Why an edge here still needs the same caveats
An edge shown on this page is a pricing signal, nothing more. It carries the same caveats as any discussion of betting edge and expected value: a gap in the market does not by itself say whether a bet will win, and even a genuine pricing edge only shows up as profit over a large number of repeats, not on any single bet. See what is expected value for the formula and the honest limits of EV. The same logic around sample size and variance applies here: a positive edge on one prop tells you nothing certain about the outcome of that one prop.
See the live edges
Filter by market, minimum edge and hit rate to find the prices worth a second look.
A short walkthrough of the real table
Reading a row left to right: the player's name and position (with an inactive or no-recent-starts flag where relevant), the fixture and kickoff time, the market and line (for example "Shots on target, Over 1.5"), a hit rate circle showing how often the player has cleared that exact line and selection in their last 10 starts over the past 12 months, the average odds across the selected bookmakers, each bookmaker's own price, and the edge percentage on the right.

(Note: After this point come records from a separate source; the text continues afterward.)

PR #19, opened 2023-09-30
Make leptos server proxy requests to lemmy server

SleeplessOne1917:
This started out as me trying to get the login page to work. However, I ended up needing to both change how the lemmy request client is setup as well as figure out how to proxy requests from the frontend server to the backend server. I'm submitting this for review and will continue working on the login page once these changes are merged.

PR #20, opened 2023-10-01
Authentication, Translations, Navigation updates

jim-taylor-business:
updates navigation with minimal styling (uses plain daisy/tailwind classes)

other changes included

- login and authentication fully working and integrated into lemmy API calls
- cookie handling (server and browser) for storing jwt token
- update leptos crates generally
- add i18n crate
- add translation files and translations for nav
- simple break-point layout
- pin lemmy API crate
- no styling on login as yet


jim-taylor-business:
@dessalines - we have come up with 2 different authentication approaches in these latest PRs

happy to go with whichever you think is best :)

SleeplessOne1917:
Some of the problems our PRs solve overlap and some don't. Some notes on your PR:
- I'm surprised you were able to make requests from the server functions to the API without setting up proxying as as done in this PR. Attempts to do that failed for me without setting up the actix server to handle requests to the /api/* route differently.
- Managing cookies on the client side seems like it has more errors that need to be handled than I would expect. I wonder if there's an easier way to to this.
- When running your changes locally, can you hit the API when using localhost:1237 as the host, e.g. localhost:1237/api/v3/post/list? Other lemmy UIs are going to need to have requests to the API go through for them to work.

SleeplessOne1917:
As a heads up, I'm likely going to close this PR without merging in the future after #19 gets merged. I have 3 reasons for this:

1. I think managing the cookies on the client side will be unnecessary, as cookies are already always sent with requests from the browser.
2. My PR should avoid creating more than one client on the server side. While my PR uses awc as the HTTP client library, [the reqwest docs also suggest creating only one client and reusing it](https://docs.rs/reqwest/latest/reqwest/struct.Client.html). If I understand correctly, the api wrapper currently creates a new client every time a request is made, which is something that should be avoided if possible.
3. I am going to experiment with a different approach to letting the browser side know that a user is logged in, as well as managing the state of the site more generally.

I will will wait a few days to see if @dessalines has any input on either of our PRs. If we hear nothing back from him after a few more days, I will merge my PR and get started on my attempt at session handling.

locales/en.json
```diff
@@ -0,0 +1,20 @@
+{
+  "nav_communities": "Communities",
```
dessalines, line 2: I don't think we should prefix these strings. We started doing that in jerboa and it turned out to be a huge mistake, with 4 different versions of `_communities` all being the same word.

src/api/mod.rs
```diff
@@ -32,73 +31,96 @@ pub async fn api_wrapper<Response, Form>(
...
+
+      let mut request_builder = match type_ {
+        HttpType::Get => gloo_net::http::Request::get(&build_fetch_query(route, form)),
+        HttpType::Post => gloo_net::http::Request::post(route),
+        HttpType::Put => gloo_net::http::Request::put(route),
+      };
+
+      match get_cookie_wrapper("jwt").await {
+        Ok(jwt) => {
+          if jwt.len() > 0 {
```
dessalines, line 79: This length check is probably pointless. If that cookie exists, then we should be fine.

src/api/mod.rs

A chart icon on each row opens a stats modal with the player's recent match history for that market. Filters above the table narrow by market, minimum edge (quick options for 2%+, 5%+ and 10%+), position, minimum hit rate, bookmaker, odds range and date range.
Props Edges FAQs
Does Props Edges use a prediction model?
No. Props Edges compares one bookmaker's price on a player prop against the average price across every other bookmaker covering the same prop. It does not compare against a FootyMetrics model or projection.
What does the edge percentage mean?
The edge is the gap between one bookmaker's odds and the market average for the same prop and selection, shown as a percentage. A +8% edge means that book is paying 8% more than the average of the other books on the same bet.
How many bookmakers does an edge need?
At least two bookmakers have to be pricing the same prop and selection before an edge is shown, so the average has a meaningful basis for comparison.
Does a big edge mean the bet will win?
No. An edge is a pricing signal, not a prediction. It flags a price that looks out of step with the rest of the market. Whether that gap turns into long-run profit depends on the same factors that apply to any bet, including sample size and variance.
Why might an edge not be a real mispricing?
Some bookmakers embed features like substitution protection, which structurally tightens their odds compared with books that do not offer it. A gap against one of those books can reflect that structural difference rather than a pure pricing mistake.